Study material START

PR #589, opened 2026-09-19
Make every Decimal square root total (#588)

### LINKED ISSUE #588: Decimal square roots can hit rust_decimal's circuit-breaker panic (model/decimal, volatility, simulation)
## Overview

`rust_decimal::MathematicalOps::sqrt` aborts the process with `geo mean circuit breaker` (an `assert!` in `rust_decimal-1.43.0/src/maths.rs:320`) when its Newton iteration oscillates at the last digit instead of converging. Every square root in the library goes through it, either via the crate helper `model::decimal::d_sqrt` or via `Positive::checked_sqrt` from the `positive` crate (28 production call sites), so a reachable panic sits on pricing, Greeks, simulation, RND and volatility paths. The property suite hit it in `garch_volatility`.

## Context

- Reproducer (rust_decimal 1.43.0): `dec!(4.0000000000000000000000000003).sqrt()` panics; `dec!(4.0000000000000000000000000001)` and `dec!(5.0000000000000000000000000004)` return normally. Any value one or a few units in the 28th decimal above a perfect square can trigger it.
- Failing property case: `garch_volatility(&[1, 1, 1, 1], omega = 1, alpha = 1e-28, beta = 1)` (`tests/property/volatility_panic_freedom_test.rs::test_garch_volatility_never_panics`): the variance sequence reaches `4.0000000000000000000000000003` on the third step. The test is unseeded, so it fails on roughly a third of the runs and blocked two gate runs of the M1 chain on 2026-09-19.
- `Positive::checked_sqrt` (`positive` 0.6.1, `src/positive.rs:1268`) is "checked" only for negative inputs; it forwards to the same panicking `sqrt`. The upstream fix belongs to the `positive` crate; this issue covers what this library can do now.
- `rules/global_rules.md`: zero panics in production code; `make scan-banned` already bans direct `.sqrt()` calls for this reason.

## Tasks

- [ ] Replace the body of `model::decimal::d_sqrt` with a total Newton iteration: same initial guess and update as upstream so every converging input yields the bit-identical result, plus a bounded loop that returns the better of the two oscillating candidates instead of asserting.
- [ ] Route the 28 production `Positive::checked_sqrt()` call sites through a crate-owned helper built on `d_sqrt` (keeping each site's error type), so no production path reaches the upstream `sqrt`.
- [ ] Add the exact reproducer as a unit test on `d_sqrt` and pin the GARCH case as a deterministic regression test beside the property test.
- [ ] Extend `make scan-banned` (or a unit test) so a new `checked_sqrt()` call in production code is flagged.
- [ ] Open the upstream fix on the `positive` crate (same owner) and record the version that carries it.

## Acceptance criteria

- `dec!(4.0000000000000000000000000003)` through `d_sqrt` returns `Ok(2.0000000000000000000000000000)` (or the nearest 28-digit value) and every previously converging input returns exactly what `Decimal::sqrt` returned.
- `PROPTEST_CASES=4000 cargo test --test property_tests test_garch_volatility_never_panics` passes.
- `rg -n 'checked_sqrt\(' src` outside `#[cfg(test)]` is empty.
- No numerical change on any input that did not panic.

## Out of scope

- Changing volatility, GARCH or RND formulas.
- The `positive` crate release itself (tracked from that repository).

joaquinbejar:
## Summary

`rust_decimal::MathematicalOps::sqrt` aborts the process with `geo mean circuit breaker` when its Newton iteration oscillates between two adjacent 28-digit values instead of converging (reproducer on 1.43.0: `dec!(4.0000000000000000000000000003).sqrt()`). Every square root in the library went through it, directly or via `Positive::checked_sqrt`, so a reachable panic sat on pricing, Greeks, simulation, RND and volatility paths. The property suite found it in `garch_volatility(&[1, 1, 1, 1], 1, 1e-28, 1)` and blocked two gate runs of the M1 chain.

## Changes

- `model::decimal::d_sqrt` owns the iteration: same seed and update step as upstream, so every input on which upstream converges yields the bit-identical result, plus a bounded loop that returns the oscillating candidate whose square is closest to the input instead of asserting. Negative input stays an error; intermediate overflows are typed errors instead of arithmetic panics.
- `model::decimal::p_sqrt` wraps it for `Positive` with the `PositiveError` type the 28 former `Positive::checked_sqrt` call sites already mapped, so those sites change only their call syntax.
- The 39 remaining `Decimal::sqrt` call sites call `d_sqrt` with their previous `unwrap_or` / `ok_or_else` / `match` semantics unchanged; the 14 `f64::sqrt` sites carry a `scan-banned: allow` marker (f64 returns NaN, it does not abort).
- `make scan-banned` now flags any `.sqrt()` / `.checked_sqrt()` in production code, so the upstream path cannot come back unnoticed.
- Tests: the exact reproducer and an upstream-equality check on `d_sqrt`; a deterministic GARCH regression test under `tests/unit/volatility`; `PROPTEST_CASES=4000 cargo test --test property_tests test_garch_volatility_never_panics` passes.

## Technical decisions

The fix is crate-local on purpose: the upstream fix belongs to `rust_decimal` and to the `positive` crate (same owner; `checked_sqrt` there still forwards to the panicking `sqrt`), and this library must not panic in the meantime. No formula, rounding or converging value changes; the only behavioural change is that inputs which used to abort the process now return the correct root (or, for a negative input at a formerly panicking site, the same fallback the site already used for `None`).

## Public API impact

- None (`d_sqrt` and `p_sqrt` are `pub(crate)`). `CHANGELOG.md` entry under `### Fixed`.

## Testing

- [x] Unit tests for the reproducer and upstream equality; deterministic GARCH regression; property suite at 4000 cases
- [x] Full local gate list green (`cargo test --all-features --workspace`, `LOGLEVEL=WARN cargo test`, `cargo build --release`, `RUSTDOCFLAGS=-D warnings cargo doc --all-features --no-deps`, `make scan-banned`, `make public-api-check`, `cargo semver-checks --all-features`)

## Checklist

- [x] Checked arithmetic only
- [x] No new dependencies

Closes #588


joaquinbejar (commented):
Reviewed dfdcdd975ced48e4a2bd263630bc9f1f47134c99 against its merge base eac33c4ff3bf90f21ecb2991eb957f62a36918d7. No blocking findings identified. This is a code review, not formal approval or merge authorization.

Checked the complete incremental diff, the replacement Newton iteration against the installed rust_decimal 1.43.0 source, Positive 0.6.1 checked_sqrt semantics, and the converted callers and error mappings. Locally, all three focused d_sqrt tests, the deterministic GARCH regression, and make scan-banned pass without warnings. The original upstream convergence algorithm is retained for previously convergent inputs.

Limitations: I did not rerun the full suite, the 4000-case property run, or CI. The branch predates the capability moves already on main; subsequent restacking should retain these conversions at their new locations.

src/model/decimal.rs
```diff
@@ -559,19 +560,86 @@ pub(crate) fn d_powd(
...
+    // half is not representable.
+    let mut result = x.checked_div(Decimal::TWO).ok_or_else(overflow)?;
+    if result.is_zero() {
+        result = x;
+    }
+    let mut last = result.checked_add(Decimal::ONE).ok_or_else(overflow)?;
+    let mut iterations = 0u32;
+    while last != result {
+        iterations += 1;
+        if iterations > SQRT_MAX_ITERATIONS {
```
joaquinbejar: 💡 **Suggestion**: The oscillation is a period 2 cycle and it shows up at iteration 3 for the reproducer, so waiting for 1000 iterations before resolving it costs about 71µs per call against 97ns for a converging neighbour like 4.0000000000000000000000000004 (measured in release on the PR body). In a GARCH or Heston loop that lands on such a variance at every step that is a 700x slowdown on the path you just made total.

Keeping a `before_last` and breaking into the same closest-square pick when `result == before_last` resolves it on the spot, with the 1000 bound left as the backstop for anything that is not a 2 cycle. While there, if `candidate * candidate` overflows in `error_of` (only possible for a candidate a hair above sqrt(MAX)) it may be friendlier to treat that as infinite error and pick the other candidate rather than fail the whole root.

src/model/decimal.rs
```diff
@@ -720,6 +788,53 @@ pub mod tests {
...
+            Decimal::ONE,
+            Decimal::TWO,
+            dec!(4),
+            dec!(0.25),
+            dec!(0.0000000000000000000000000001),
+            dec!(123456.789),
+            Decimal::MAX,
+        ];
+        for x in inputs {
+            let expected = x.sqrt().unwrap_or_default();
```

Study material END

▶ **Assignment**:
Each entry above is to be copied out exactly as written.

▶ **Response to the exercise**:
PR #589, opened 2026-09-19
Make every Decimal square root total (#588)

### LINKED ISSUE #588: Decimal square roots can hit rust_decimal's circuit-breaker panic (model/decimal, volatility, simulation)
## Overview

`rust_decimal::MathematicalOps::sqrt` aborts the process with `geo mean circuit breaker` (an `assert!` in `rust_decimal-1.43.0/src/maths.rs:320`) when its Newton iteration oscillates at the last digit instead of converging. Every square root in the library goes through it, either via the crate helper `model::decimal::d_sqrt` or via `Positive::checked_sqrt` from the `positive` crate (28 production call sites), so a reachable panic sits on pricing, Greeks, simulation, RND and volatility paths. The property suite hit it in `garch_volatility`.

## Context

- Reproducer (rust_decimal 1.43.0): `dec!(4.0000000000000000000000000003).sqrt()` panics; `dec!(4.0000000000000000000000000001)` and `dec!(5.0000000000000000000000000004)` return normally. Any value one or a few units in the 28th decimal above a perfect square can trigger it.
- Failing property case: `garch_volatility(&[1, 1, 1, 1], omega = 1, alpha = 1e-28, beta = 1)` (`tests/property/volatility_panic_freedom_test.rs::test_garch_volatility_never_panics`): the variance sequence reaches `4.0000000000000000000000000003` on the third step. The test is unseeded, so it fails on roughly a third of the runs and blocked two gate runs of the M1 chain on 2026-09-19.
- `Positive::checked_sqrt` (`positive` 0.6.1, `src/positive.rs:1268`) is "checked" only for negative inputs; it forwards to the same panicking `sqrt`. The upstream fix belongs to the `positive` crate; this issue covers what this library can do now.
- `rules/global_rules.md`: zero panics in production code; `make scan-banned` already bans direct `.sqrt()` calls for this reason.

## Tasks

- [ ] Replace the body of `model::decimal::d_sqrt` with a total Newton iteration: same initial guess and update as upstream so every converging input yields the bit-identical result, plus a bounded loop that returns the better of the two oscillating candidates instead of asserting.
- [ ] Route the 28 production `Positive::checked_sqrt()` call sites through a crate-owned helper built on `d_sqrt` (keeping each site's error type), so no production path reaches the upstream `sqrt`.
- [ ] Add the exact reproducer as a unit test on `d_sqrt` and pin the GARCH case as a deterministic regression test beside the property test.
- [ ] Extend `make scan-banned` (or a unit test) so a new `checked_sqrt()` call in production code is flagged.
- [ ] Open the upstream fix on the `positive` crate (same owner) and record the version that carries it.

## Acceptance criteria

- `dec!(4.0000000000000000000000000003)` through `d_sqrt` returns `Ok(2.0000000000000000000000000000)` (or the nearest 28-digit value) and every previously converging input returns exactly what `Decimal::sqrt` returned.
- `PROPTEST_CASES=4000 cargo test --test property_tests test_garch_volatility_never_panics` passes.
- `rg -n 'checked_sqrt\(' src` outside `#[cfg(test)]` is empty.
- No numerical change on any input that did not panic.

## Out of scope

- Changing volatility, GARCH or RND formulas.
- The `positive` crate release itself (tracked from that repository).

joaquinbejar:
## Summary

`rust_decimal::MathematicalOps::sqrt` aborts the process with `geo mean circuit breaker` when its Newton iteration oscillates between two adjacent 28-digit values instead of converging (reproducer on 1.43.0: `dec!(4.0000000000000000000000000003).sqrt()`). Every square root in the library went through it, directly or via `Positive::checked_sqrt`, so a reachable panic sat on pricing, Greeks, simulation, RND and volatility paths. The property suite found it in `garch_volatility(&[1, 1, 1, 1], 1, 1e-28, 1)` and blocked two gate runs of the M1 chain.

## Changes

- `model::decimal::d_sqrt` owns the iteration: same seed and update step as upstream, so every input on which upstream converges yields the bit-identical result, plus a bounded loop that returns the oscillating candidate whose square is closest to the input instead of asserting. Negative input stays an error; intermediate overflows are typed errors instead of arithmetic panics.
- `model::decimal::p_sqrt` wraps it for `Positive` with the `PositiveError` type the 28 former `Positive::checked_sqrt` call sites already mapped, so those sites change only their call syntax.
- The 39 remaining `Decimal::sqrt` call sites call `d_sqrt` with their previous `unwrap_or` / `ok_or_else` / `match` semantics unchanged; the 14 `f64::sqrt` sites carry a `scan-banned: allow` marker (f64 returns NaN, it does not abort).
- `make scan-banned` now flags any `.sqrt()` / `.checked_sqrt()` in production code, so the upstream path cannot come back unnoticed.
- Tests: the exact reproducer and an upstream-equality check on `d_sqrt`; a deterministic GARCH regression test under `tests/unit/volatility`; `PROPTEST_CASES=4000 cargo test --test property_tests test_garch_volatility_never_panics` passes.

## Technical decisions

The fix is crate-local on purpose: the upstream fix belongs to `rust_decimal` and to the `positive` crate (same owner; `checked_sqrt` there still forwards to the panicking `sqrt`), and this library must not panic in the meantime. No formula, rounding or converging value changes; the only behavioural change is that inputs which used to abort the process now return the correct root (or, for a negative input at a formerly panicking site, the same fallback the site already used for `None`).

## Public API impact

- None (`d_sqrt` and `p_sqrt` are `pub(crate)`). `CHANGELOG.md` entry under `### Fixed`.

## Testing

- [x] Unit tests for the reproducer and upstream equality; deterministic GARCH regression; property suite at 4000 cases
- [x] Full local gate list green (`cargo test --all-features --workspace`, `LOGLEVEL=WARN cargo test`, `cargo build --release`, `RUSTDOCFLAGS=-D warnings cargo doc --all-features --no-deps`, `make scan-banned`, `make public-api-check`, `cargo semver-checks --all-features`)

## Checklist

- [x] Checked arithmetic only
- [x] No new dependencies

Closes #588


joaquinbejar (commented):
Reviewed dfdcdd975ced48e4a2bd263630bc9f1f47134c99 against its merge base eac33c4ff3bf90f21ecb2991eb957f62a36918d7. No blocking findings identified. This is a code review, not formal approval or merge authorization.

Checked the complete incremental diff, the replacement Newton iteration against the installed rust_decimal 1.43.0 source, Positive 0.6.1 checked_sqrt semantics, and the converted callers and error mappings. Locally, all three focused d_sqrt tests, the deterministic GARCH regression, and make scan-banned pass without warnings. The original upstream convergence algorithm is retained for previously convergent inputs.

Limitations: I did not rerun the full suite, the 4000-case property run, or CI. The branch predates the capability moves already on main; subsequent restacking should retain these conversions at their new locations.

src/model/decimal.rs
```diff
@@ -559,19 +560,86 @@ pub(crate) fn d_powd(
...
+    // half is not representable.
+    let mut result = x.checked_div(Decimal::TWO).ok_or_else(overflow)?;
+    if result.is_zero() {
+        result = x;
+    }
+    let mut last = result.checked_add(Decimal::ONE).ok_or_else(overflow)?;
+    let mut iterations = 0u32;
+    while last != result {
+        iterations += 1;
+        if iterations > SQRT_MAX_ITERATIONS {
```
joaquinbejar: 💡 **Suggestion**: The oscillation is a period 2 cycle and it shows up at iteration 3 for the reproducer, so waiting for 1000 iterations before resolving it costs about 71µs per call against 97ns for a converging neighbour like 4.0000000000000000000000000004 (measured in release on the PR body). In a GARCH or Heston loop that lands on such a variance at every step that is a 700x slowdown on the path you just made total.

Keeping a `before_last` and breaking into the same closest-square pick when `result == before_last` resolves it on the spot, with the 1000 bound left as the backstop for anything that is not a 2 cycle. While there, if `candidate * candidate` overflows in `error_of` (only possible for a candidate a hair above sqrt(MAX)) it may be friendlier to treat that as infinite error and pick the other candidate rather than fail the whole root.

src/model/decimal.rs
```diff
@@ -720,6 +788,53 @@ pub mod tests {
...
+            Decimal::ONE,
+            Decimal::TWO,
+            dec!(4),
+            dec!(0.25),
+            dec!(0.0000000000000000000000000001),
+            dec!(123456.789),
+            Decimal::MAX,
+        ];
+        for x in inputs {
+            let expected = x.sqrt().unwrap_or_default();
```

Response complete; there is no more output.